Both positively charged dye molecules show lower (82-91%) dye rejection in acidic as
well as neutral pH regions (Fig. 4c). At pH-3, the membrane is closer to the IEP and hence the
positively charged dye molecules may not get adsorbed on the electrode surface. But the
molecular weights of both these molecules (284 g/mol for BB9 and 329 g/mol for BG 4) are
closer to the MWCO of this membrane. Hence, the dye molecules still pass through the
membrane leading to lower dye rejection. Weak dye adsorption at pH-7 further enhances dye
movement through the membrane leading to still lower dye rejection. In the alkaline pH,
however, strong adsorption leads to pore blocking and higher dye rejection (Fig. 4c). For
example, 95.5% dye rejection has been achieved for the BG-4 at pH-10.
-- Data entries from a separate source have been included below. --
PR #1172, opened 2020-06-26
Fix UserBubble documentation/click propagation & documentation config

skjnldsv:
After #1171 

image
image

### DIFF
--- a/styleguide.config.js
+++ b/styleguide.config.js
@@ -22,7 +22,7 @@ module.exports = {
 	components: 'src/components/*/*.vue',
 	getComponentPathLine(componentPath) {
 		const name = path.basename(componentPath, '.vue')
-		return `import { ${name} } from '@nextcloud/vue/dist/Components/${name}'`
+		return `import ${name} from '@nextcloud/vue/dist/Components/${name}'`
 	},
 	sections: [
 		{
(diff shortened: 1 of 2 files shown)


styleguide.config.js
```diff
@@ -22,7 +22,7 @@ module.exports = {
 	components: 'src/components/*/*.vue',
 	getComponentPathLine(componentPath) {
 		const name = path.basename(componentPath, '.vue')
-		return `import { ${name} } from '@nextcloud/vue/dist/Components/${name}'`
```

3.3 Comparison of electrostatic interaction and membrane performance
The relative flux decline, salt rejection and dye rejection values of all the six molecules
were studied with three different pH values using NF 270 membrane under identical conditions
(Fig.5-7). The findings are highlighted in the following paragraphs.
Electrostatic interaction between the membrane and charged molecules is an important
parameter which determines the flux decline. The pH value of the effluents from the dyeing
industry generally lies between 7 and 12. In this pH range, the membranes generally possess
negative charge. These negatively charged dye molecules are not electrostatically attracted
towards the membrane (Fig. 2) and hence they do not significantly reduce the flux rate (Fig. 5b
and 5c). Positively charged molecules accumulate near the membrane surface (Fig.5b and 5c)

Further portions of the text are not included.